BrowserArena: Evaluating LLM Agents on Real-World Web Navigation Tasks
This addresses the need for better evaluation of LLM web agents for researchers and developers, though it is incremental in improving benchmarking methods.
The paper tackled the problem of evaluating LLM web agents in real-world settings by introducing BrowserArena, a live open-web platform that collects user-submitted tasks and uses human feedback to identify failure modes like captcha resolution and pop-up banner removal, finding that models like o4-mini and DeepSeek-R1 exhibit diverse but brittle behaviors.
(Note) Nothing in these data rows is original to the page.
PR #1557, opened 2024-06-03
Timestamp defaults

### LINKED ISSUE #1535: @default support for timestamps
Currently, the `@default` trait on `Timestamp` fields is not supported ([source](https://github.com/disneystreaming/smithy4s/blob/89e88c972174fa0a3b2853901a52a5a6a4662c6d/modules/codegen/src/smithy4s/codegen/internals/SmithyToIR.scala#L1420))

smithy supports setting the default value that depend on `@timestampFormat`, it would be nice if the codegen supported that too.

I can look into it if it's useful to have this feature

msosnicki:

- [ ] Added documentation
- [x] Updated changelog

fixes #1535


modules/codegen/src/smithy4s/codegen/internals/SmithyToIR.scala
```diff
@@ -1377,61 +1393,89 @@ private[codegen] class SmithyToIR(model: Model, namespace: String) {
...
+      case (node, Primitive.Blob) if node == Node.nullNode =>
+        TypedNode.PrimitiveTN(Primitive.Blob, Array.empty[Byte])
+      case (node, Primitive.Bool) if node == Node.nullNode =>
+        TypedNode.PrimitiveTN(Primitive.Bool, false)
+      case timestamp @ (node, Primitive.Timestamp) =>
+        val format = traits
+          .collectFirst { case t: TimestampFormatTrait =>
+            t.getFormat()
+          }
+          .getOrElse(TimestampFormatTrait.Format.DATE_TIME)
```
kubukoz: **issue:** the default should probably be `EPOCH_SECONDS`, it seems to be the case in e.g. AWS's protocol compliance tests.

modules/codegen/src/smithy4s/codegen/internals/SmithyToIR.scala
```diff
@@ -1377,61 +1393,89 @@ private[codegen] class SmithyToIR(model: Model, namespace: String) {
...
-    case (node, Primitive.Blob) if node == Node.nullNode =>
-      TypedNode.PrimitiveTN(Primitive.Blob, Array.empty[Byte])
-    case (node, Primitive.Bool) if node == Node.nullNode =>
-      TypedNode.PrimitiveTN(Primitive.Bool, false)
-    case (node, Primitive.Timestamp) if node == Node.nullNode =>
-      TypedNode.PrimitiveTN(
-        Primitive.Timestamp,
-        java.time.Instant.ofEpochSecond(0)
+      p: Primitive,
+      traits: List[Trait]
```
Baccata: let's avoid passing the trait and just do something like : `parseEpoch(node).orElse(parseDateTime(node)).orElse(parseHttpDate(node))`

CHANGELOG.md
```diff
@@ -8,6 +8,7 @@ Thank you!
 # 0.18.21
```
kubukoz, line 11: thought: we're gonna have to move it to 0.18.22

lenguyenthanh: that seems correct, as `0.18.21` is already published

modules/codegen/src/smithy4s/codegen/internals/SmithyToIR.scala
msosnicki: Changed, for some reason I was sure that the `date-time` is default, but that's incorrect, just verified with encoders.

modules/codegen/src/smithy4s/codegen/internals/SmithyToIR.scala
msosnicki: The `node` that is passed here lacks this information, it is just the value of the `@default` trait. Don't like the `traits` being passed particularly too, but wasn't sure what is the best way to pass the `@timestampFormat`, given that this is used in other places (and other types) too.

CHANGELOG.md
msosnicki: Updated

modules/codegen/src/smithy4s/codegen/internals/SmithyToIR.scala
Baccata: My point is that it's okay to not pass the timestamp format and just try all officially supported formats in sequence. I think that timestampFormat is probably the only trait that is taken into consideration by the canonical node representation of data in smithy, and given that the data is already validated by the smithy layer, it's fine to just assume that one of the formats we know is supported will be successful when decoding the value.

Baccata (approved):

modules/codegen/src/smithy4s/codegen/internals/SmithyToIR.scala
kubukoz: it used to be :)

kubukoz (approved):

PR #1558, opened 2024-06-04
Use protoc from nix when available

ghostbuster91:

- [ ] Added documentation
- [ ] Updated changelog


flake.nix
```diff
@@ -25,6 +25,8 @@
 
           shellHook = ''
             echo "$welcomeMessage"
+            # TODO use pkgs.lib.getExe once nixpkgs are updated
+            export PROTOC_PATH=${pkgs.protobuf3_21}/bin/protoc
```
ghostbuster91: **thought:** can't use this rn because the definition of `protobuf3_21` in the pinned version of nixpkgs has incorrect metadata and it causes the path to be derived incorrectly. This has been already fixed in the newer version of nixpkgs.

I didn't update nixpkgs because the `nodejs_16` is EOL and is no longer available. Let me know if you don't mind using newer version like 18.

kubukoz: I think we should bump to whatever major Node is being used by GHA

ghostbuster91: It is not about GHE itself but rather the image smithy4s uses for the runner. In this case that is the latest LTS ubuntu which at the moment is 22.04. It uses nodejs 18.x as documented [here](https://github.com/actions/runner-images/blob/ubuntu22/20240526.1/images/ubuntu/Ubuntu2204-Readme.md#language-and-runtime)

flake.nix
```diff
@@ -2,29 +2,30 @@
...
     flake-utils.lib.eachDefaultSystem (system:
       let
         pkgs = import nixpkgs { inherit system; };
-        shellPackages = [
-          "jre"
-          "sbt"
-          "nodejs-16_x"
-          "yarn"
+        shellPackages = with pkgs; [
+          temurin-jre-bin-17
```
ghostbuster91, line 10: **thought:** I replaced default `jre` with the same one that is used on the [CI](https://github.com/disneystreaming/smithy4s/blob/series/0.18/.github/workflows/ci.yml#L63)

flake.nix
```diff
@@ -2,29 +2,30 @@
...
+          nodejs-18_x
+          yarn
+          (pkgs.sbt.override { jre = pkgs.temurin-jre-bin-17; })
```
ghostbuster91, line 13: **thought:** I had to override the `jre` version used by this particular derivation of `sbt` (which is still 1.8.x version) as it was using too recent version of `jre` - 21.

I then decided to completely drop the idea of `shellInputs` being just a list of strings since this required the packages to be defined in two places without any particular benefit. Also the errors from nix evaluator were harder to debug when using strings.

flake.nix
kubukoz: ok good to know, 18 sounds good then

flake.nix
```diff
@@ -2,29 +2,30 @@
...
             Welcome to the smithy4s Nix shell! 👋
             Available packages:
-            ${builtins.concatStringsSep "\n" (map (n : "- ${n}") shellPackages)}
+            ${builtins.concatStringsSep "\n" (map (n : "- ${n.name}") shellPackages)}
           '';
 
           shellHook = ''
             echo "$welcomeMessage"
+            export PROTOC_PATH=${pkgs.lib.getExe pkgs.protobuf3_21}
           '';
```
kubukoz: **suggestion:** 
```suggestion
          shellHook = ''
            echo "$welcomeMessage"
          '';
          PROTOC_PATH = pkgs.lib.getExe pkgs.protobuf3_21;
```

ghostbuster91: I knew there was a better way to do this, thanks!

flake.nix
```diff
@@ -2,31 +2,31 @@
...
             Available packages:
-            ${builtins.concatStringsSep "\n" (map (n : "- ${n}") shellPackages)}
+            ${builtins.concatStringsSep "\n" (map (n : "- ${n.name}") shellPackages)}
           '';
 
           shellHook = ''
             echo "$welcomeMessage"
           '';
-          LD_LIBRARY_PATH = "${pkgs.stdenv.cc.cc.lib}/lib";
+          PROTOC_PATH = pkgs.lib.getExe pkgs.protobuf3_21;
```
ghostbuster91: `LD_LIBRARY_PATH` is actually another way to fix this, but I think `PROTOC_PATH` is more appropriate.

kubukoz (approved):

flake.nix
kubukoz: **suggestion:** extract a variable for the particular protobuf package, so that the PROTOC_PATH is in sync with what's in `nativeBuildInputs`

ghostbuster91: good idea, done.

PR #1559, opened 2024-06-10
Log the args diff when re-running the smithy4s codegen

majk-p:
This PR introduces a change in Smithy4s sbt codegen plugin that would allow users to see what caused the codegen to re-execute. It is done by replacing `sbt.util.Tracked.inputChanged` with a similar implementation that keeps the entire codegen args serialized in cache, and when codegen needs to be rerun, plugin will print the diff of the values to debug log. The diff is calculated using [munit-diff](https://scalameta.org/munit/blog/2024/05/22/release-1.0.0.html#diff-module-extracted-to-a-separate-module).

When running `sbt` with `set logLevel := Level.Debug`, user will notice a diff like this when codegen needs to rerun:

obraz

- [ ] Added documentation
- [ ] Updated changelog

### DIFF
--- a/modules/codegen-plugin/src/smithy4s/codegen/CachedTask.scala
+++ b/modules/codegen-plugin/src/smithy4s/codegen/CachedTask.scala
@@ -24,7 +24,7 @@ import sbt.util.Logger
 import sjsonnew._
 import sjsonnew.support.murmurhash.Hasher
 import sjsonnew.support.scalajson.unsafe.Converter
-import sjsonnew.support.scalajson.unsafe.PrettyPrinter
+import sjsonnew.support.scalajson.unsafe.{PrettyPrinter => prettify}
 
 import scala.util.Try
 
@@ -37,8 +37,9 @@ private[codegen] object CachedTask {
       f: (Boolean, I) => O
   ): I => O = { in =>
     def debug(str: String): Unit = logger.debug(s"[smithy4s] $str")
+
     val previousValue = Try(store.read[ValueAndHash[I]]()).toOption
-    val newValueHash = Hasher.hash(in).toOption.getOrElse(-1)
+    val newValueHash = hash(in)
     store.write[ValueAndHash[I]]((in, newValueHash))
 
     previousValue match {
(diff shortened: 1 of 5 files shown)


project/Dependencies.scala
```diff
@@ -139,14 +139,18 @@ object Dependencies {
...
-  class MunitCross(munitVersion: String) {
+  class MunitCross(val munitVersion: String) {
     val core: Def.Initialize[ModuleID] =
       Def.setting("org.scalameta" %%% "munit" % munitVersion)
     val scalacheck: Def.Initialize[ModuleID] =
       Def.setting("org.scalameta" %%% "munit-scalacheck" % munitVersion)
   }
   object Munit extends MunitCross("0.7.29")
   object MunitMilestone extends MunitCross("1.0.0-M6")
+  object MunitV1 extends MunitCross("1.0.0") {
```
Baccata, line 150: may as well use 1.0.0 everywhere (or at the very least replace the milestone with it)

majk-p: Tried that, but 1.0.0 is not published for native 0.4.x. This would involve upgrading native to 0.5.x and I'm not sure about cats-effect support there.

modules/codegen-plugin/src/smithy4s/codegen/CachedTask.scala
```diff
@@ -0,0 +1,72 @@
...
+      case None =>
+        debug(
+          "Could not read previous value from inputs, smithy4s codegen needs to be executed."
+        )
+        store.write[I](in)
+        f(true, in)
+
+      case Some(oldValue) =>
+        (serializeCodegenArgs(oldValue), serializeCodegenArgs(in)) match {
+          case (Some(oldArgs), Some(newArgs)) if (oldArgs != newArgs) =>
```
majk-p: `if (oldArgs != newArgs)` string comparison is not enough, I'll switch to by-hash check

Baccata: yeah I'd rather you compared the json payloads than the json strings

Baccata:
out of curiosity, what's the motivation for this change ?

majk-p:
> out of curiosity, what's the motivation for this change ?

With the extensive use of smithy4s at $work, both my coworkers and myself we have noticed unexpected re-compilation of smithy sources. I'm not sure what caused it yet, I had no luck reproducing it with small projects, but it seems to happen in more complex sbt setups.

A way to debug when and what exactly triggers smithy4s code generation would be a very helpful tool to proceed with the investigation.

modules/codegen-plugin/src/smithy4s/codegen/CachedTask.scala
majk-p: That's done now. We'll first compare `JValue`s - if they differ we're able to produce the diff and log it. If arguments match structurally, hashes are checked to catch changes to the underlying files.

Baccata (approved):

PR #4, opened 2021-12-13
add unit test for zero balance at unlock time

redlarva:
add unit test for zero balance at unlock time


nightowl121 (approved):
Fixes the issue in iterator of checkpoint

PR #7, opened 2021-12-28
add unit test for voting power for boosted BALN

redlarva:


token-contracts/bBaln/src/main/java/network/balanced/score/tokens/BoostedBaln.java
```diff
@@ -194,7 +194,7 @@ private void checkpoint(Address address, LockedBalance oldLocked, LockedBalance
 //      initialLastPoint is used for extrapolation to calculate block number
 //      (approximately, for *At methods) and save them
 //      as we cannot figure that out exactly from inside the contract
-        Point initialLastPoint = lastPoint;
+        Point initialLastPoint = lastPoint.newPoint();
```
nightowl121, line 197: Voting escrow uses lastpoint here.
https://github.com/curvefi/curve-dao-contracts/blob/master/contracts/VotingEscrow.vy#L274

nightowl121 (approved):

PR #9, opened 2022-01-12
added safe math method for calculation

redlarva:


token-contracts/bBaln/src/test/java/network/balanced/score/tokens/StateMachineTest.java
```diff
@@ -126,23 +126,24 @@ public void createLock(Account account, BigInteger value, long unlockTime) {
         votingBalances.put(account, vote);
     }
 
+
```
AntonAndell, line 129: remove

token-contracts/bBaln/src/test/java/network/balanced/score/tokens/StateMachineTest.java
```diff
@@ -126,23 +126,24 @@ public void createLock(Account account, BigInteger value, long unlockTime) {
...
         tokenScore.invoke(account,
-                        "transfer", 
-                        bBalnScore.getAddress(), 
-                        value, 
+                        "transfer",
+                        bBalnScore.getAddress(),
+                        value,
                         increaseAmountParams);
-       
+
```
AntonAndell, line 141: remove

token-contracts/bBaln/src/test/java/network/balanced/score/tokens/StateMachineTest.java
```diff
@@ -158,24 +159,39 @@ public void increaseUnlockTime(Account account, BigInteger unlockTime) {
...
             expectErrorMessage(createLockCall, expectedErrorMessage);
         }
 
+        @DisplayName("balanceOf for future")
+        @Test
+        void invalidBalanceOf() {
+            long deltaBlock = (addWeeksToCurrentTimestamp(lockDuration) - sm.getBlock().getTimestamp()) / BLOCK_TIME + 1;
+            sm.getBlock().increase(deltaBlock);
+
+            Executable actualErrorMessage = () ->
```
AntonAndell, line 187: "actualErrorMessage" kinda makes sense but everywhere else the all called after the actual call. 
The function expectErrorMessage might sound misleading, mabye that was a poor choice by me. If you can think of a better name please change it.

I wanted it to read like "expect Error Message from call equal to error message"
expectErrorMessage(method, errorMessage)

token-contracts/bBaln/src/main/java/network/balanced/score/tokens/utils/MathUtils.java
```diff
@@ -0,0 +1,17 @@
...
+
+import java.math.BigInteger;
+
+public class MathUtils {
+
+    public static BigInteger safeSubtract(BigInteger from, BigInteger value) {
+        BigInteger result = from.subtract(value);
+        if (result.signum() == -1) {
+            Context.revert(ErrorCodes.InvalidOperation.getCode(),
+                    "MathUtils.SafeSubtract :: Invalid operation");
```
nightowl121, line 13: I would suggest the error message to be changed to ""MathUtils.SafeSubtract :: Invalid operation for unsigned numbers" since the error is more focused on getting signed number from the subtraction of two numbers which needs to be unsigned.

nightowl121 (changes requested):
Block height, timestamp and supply can't be negative, so I would suggest to implement safesubtract in all the subtraction related to these variables.

nightowl121:
The intended changes from this PR is already included in the boosted baln branch.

LLM web agents now browse and take actions on the open web, yet current agent evaluations are constrained to sandboxed environments or artificial tasks. We introduce BrowserArena, a live open-web agent evaluation platform that collects user-submitted tasks, runs Arena-style head-to-head comparisons, and uses step-level human feedback to surface failure modes. Collecting and analyzing step-level annotations on the agent traces, we identify three consistent failure modes: captcha resolution, pop-up banner removal, and direct navigation to URLs. By constructing targeted datasets to further study these tasks, we discover variations in how different language models navigate these failure modes. We find, for example, that o4-mini deploys a wider variety of strategies to circumvent captcha resolution than other models and DeepSeek-R1 consistently misleads users about pop-up banner closure. Our findings surface both the diversity and brittleness of current web agents. More broadly, our benchmarking methodology provides an approach to evaluating and understanding web agent failure modes at scale.